(SUPPLIED RECORDS begins)

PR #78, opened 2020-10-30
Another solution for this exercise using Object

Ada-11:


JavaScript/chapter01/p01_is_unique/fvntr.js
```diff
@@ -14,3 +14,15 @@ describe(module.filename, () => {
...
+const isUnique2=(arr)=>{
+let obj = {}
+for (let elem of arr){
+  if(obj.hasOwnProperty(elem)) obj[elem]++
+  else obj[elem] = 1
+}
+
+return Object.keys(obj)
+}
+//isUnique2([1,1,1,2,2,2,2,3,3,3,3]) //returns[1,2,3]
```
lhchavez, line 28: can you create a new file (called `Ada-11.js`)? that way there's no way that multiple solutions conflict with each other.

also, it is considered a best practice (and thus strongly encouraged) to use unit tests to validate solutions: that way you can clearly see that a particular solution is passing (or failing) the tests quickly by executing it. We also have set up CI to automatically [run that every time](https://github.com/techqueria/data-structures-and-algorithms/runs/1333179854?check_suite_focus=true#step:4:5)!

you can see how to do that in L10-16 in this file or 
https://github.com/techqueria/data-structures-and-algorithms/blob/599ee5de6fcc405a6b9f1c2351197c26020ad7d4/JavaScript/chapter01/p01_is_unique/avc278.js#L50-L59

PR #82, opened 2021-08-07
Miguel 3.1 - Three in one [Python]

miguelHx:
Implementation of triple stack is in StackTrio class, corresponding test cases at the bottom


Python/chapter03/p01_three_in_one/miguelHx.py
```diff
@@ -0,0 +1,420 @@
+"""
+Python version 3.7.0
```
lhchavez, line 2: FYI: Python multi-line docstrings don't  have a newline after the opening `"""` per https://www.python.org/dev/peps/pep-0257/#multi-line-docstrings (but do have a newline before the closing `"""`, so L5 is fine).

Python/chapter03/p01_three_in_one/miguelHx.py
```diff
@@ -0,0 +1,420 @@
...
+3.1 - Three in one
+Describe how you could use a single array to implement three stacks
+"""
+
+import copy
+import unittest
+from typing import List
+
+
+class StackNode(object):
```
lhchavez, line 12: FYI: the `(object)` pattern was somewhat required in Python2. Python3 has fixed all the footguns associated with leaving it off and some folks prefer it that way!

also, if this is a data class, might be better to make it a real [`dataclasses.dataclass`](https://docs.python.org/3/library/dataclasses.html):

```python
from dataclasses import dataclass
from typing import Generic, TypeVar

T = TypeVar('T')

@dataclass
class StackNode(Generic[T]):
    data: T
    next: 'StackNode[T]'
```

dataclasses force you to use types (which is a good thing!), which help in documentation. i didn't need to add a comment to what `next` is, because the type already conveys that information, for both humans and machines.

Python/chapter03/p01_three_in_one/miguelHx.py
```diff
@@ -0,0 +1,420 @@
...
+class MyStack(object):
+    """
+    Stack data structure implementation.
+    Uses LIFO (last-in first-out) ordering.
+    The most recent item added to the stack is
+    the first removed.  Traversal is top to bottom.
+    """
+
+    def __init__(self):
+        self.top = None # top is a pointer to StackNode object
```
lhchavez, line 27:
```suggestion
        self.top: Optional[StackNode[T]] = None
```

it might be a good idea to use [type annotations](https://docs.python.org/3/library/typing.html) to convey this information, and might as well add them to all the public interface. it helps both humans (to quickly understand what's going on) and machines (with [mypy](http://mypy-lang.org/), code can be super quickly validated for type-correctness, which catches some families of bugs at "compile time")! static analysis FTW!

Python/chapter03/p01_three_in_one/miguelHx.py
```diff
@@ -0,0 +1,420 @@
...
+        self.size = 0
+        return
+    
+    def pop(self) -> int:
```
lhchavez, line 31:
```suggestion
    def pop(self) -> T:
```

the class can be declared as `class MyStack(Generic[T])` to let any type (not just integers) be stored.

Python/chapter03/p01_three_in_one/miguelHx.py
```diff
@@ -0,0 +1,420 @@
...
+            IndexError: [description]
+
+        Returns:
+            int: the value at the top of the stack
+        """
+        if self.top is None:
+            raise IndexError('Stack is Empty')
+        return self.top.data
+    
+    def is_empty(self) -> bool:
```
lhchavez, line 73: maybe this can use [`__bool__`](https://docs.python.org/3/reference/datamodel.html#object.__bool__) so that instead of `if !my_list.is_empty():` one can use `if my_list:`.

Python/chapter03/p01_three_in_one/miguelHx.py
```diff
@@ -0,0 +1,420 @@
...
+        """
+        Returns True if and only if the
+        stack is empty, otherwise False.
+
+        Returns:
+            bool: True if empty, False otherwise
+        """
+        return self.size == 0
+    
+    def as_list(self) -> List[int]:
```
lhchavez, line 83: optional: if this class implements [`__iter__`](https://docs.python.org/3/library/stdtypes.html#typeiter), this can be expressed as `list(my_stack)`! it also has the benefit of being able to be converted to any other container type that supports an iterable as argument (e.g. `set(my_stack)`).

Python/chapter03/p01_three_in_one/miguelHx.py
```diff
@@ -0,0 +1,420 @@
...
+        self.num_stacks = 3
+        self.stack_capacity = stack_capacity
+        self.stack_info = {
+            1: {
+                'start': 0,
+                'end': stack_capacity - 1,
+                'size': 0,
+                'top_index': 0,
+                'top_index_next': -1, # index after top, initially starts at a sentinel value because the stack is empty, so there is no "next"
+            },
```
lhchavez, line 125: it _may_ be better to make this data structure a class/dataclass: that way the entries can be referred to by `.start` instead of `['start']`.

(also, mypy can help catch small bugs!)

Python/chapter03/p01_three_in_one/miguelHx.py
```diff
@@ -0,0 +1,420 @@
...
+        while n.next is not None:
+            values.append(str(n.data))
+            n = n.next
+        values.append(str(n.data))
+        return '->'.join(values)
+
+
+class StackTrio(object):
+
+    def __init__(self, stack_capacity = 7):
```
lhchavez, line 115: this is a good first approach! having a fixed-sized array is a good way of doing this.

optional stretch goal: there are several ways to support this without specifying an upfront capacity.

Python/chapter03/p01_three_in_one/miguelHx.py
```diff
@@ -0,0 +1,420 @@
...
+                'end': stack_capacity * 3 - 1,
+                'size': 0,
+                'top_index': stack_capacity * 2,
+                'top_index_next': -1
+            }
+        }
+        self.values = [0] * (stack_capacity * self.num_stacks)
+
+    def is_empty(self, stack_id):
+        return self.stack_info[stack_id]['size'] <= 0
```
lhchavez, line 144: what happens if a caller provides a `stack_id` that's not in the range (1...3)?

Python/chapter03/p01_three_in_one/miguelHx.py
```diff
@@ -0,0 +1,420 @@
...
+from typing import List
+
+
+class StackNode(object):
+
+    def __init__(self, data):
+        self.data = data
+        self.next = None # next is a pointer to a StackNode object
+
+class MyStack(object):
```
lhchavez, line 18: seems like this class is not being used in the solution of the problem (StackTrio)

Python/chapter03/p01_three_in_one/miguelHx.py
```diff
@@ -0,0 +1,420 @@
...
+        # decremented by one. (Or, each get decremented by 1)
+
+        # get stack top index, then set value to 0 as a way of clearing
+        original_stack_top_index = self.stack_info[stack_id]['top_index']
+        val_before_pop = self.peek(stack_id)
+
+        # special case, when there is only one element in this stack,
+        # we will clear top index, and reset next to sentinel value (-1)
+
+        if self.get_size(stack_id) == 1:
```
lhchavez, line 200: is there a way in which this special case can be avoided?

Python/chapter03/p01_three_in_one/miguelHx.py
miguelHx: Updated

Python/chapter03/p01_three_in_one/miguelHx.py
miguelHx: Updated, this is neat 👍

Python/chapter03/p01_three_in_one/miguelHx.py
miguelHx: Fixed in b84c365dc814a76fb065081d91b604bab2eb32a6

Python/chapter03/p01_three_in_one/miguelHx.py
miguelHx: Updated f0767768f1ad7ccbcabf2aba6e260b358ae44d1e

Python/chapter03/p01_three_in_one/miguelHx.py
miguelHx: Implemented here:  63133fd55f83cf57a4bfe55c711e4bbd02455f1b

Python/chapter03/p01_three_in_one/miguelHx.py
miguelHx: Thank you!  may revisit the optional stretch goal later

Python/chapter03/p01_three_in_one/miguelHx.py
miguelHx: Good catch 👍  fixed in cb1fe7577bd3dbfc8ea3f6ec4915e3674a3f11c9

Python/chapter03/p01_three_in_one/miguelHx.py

(SUPPLIED RECORDS ends)

▶ _BRIEF_:
In the entries above, locate every line with the word "None" and copy it.

▶ _RESULT BELOW_:
+        self.top = None # top is a pointer to StackNode object
        self.top: Optional[StackNode[T]] = None
+        if self.top is None:
+        while n.next is not None:
+        self.next = None # next is a pointer to a StackNode object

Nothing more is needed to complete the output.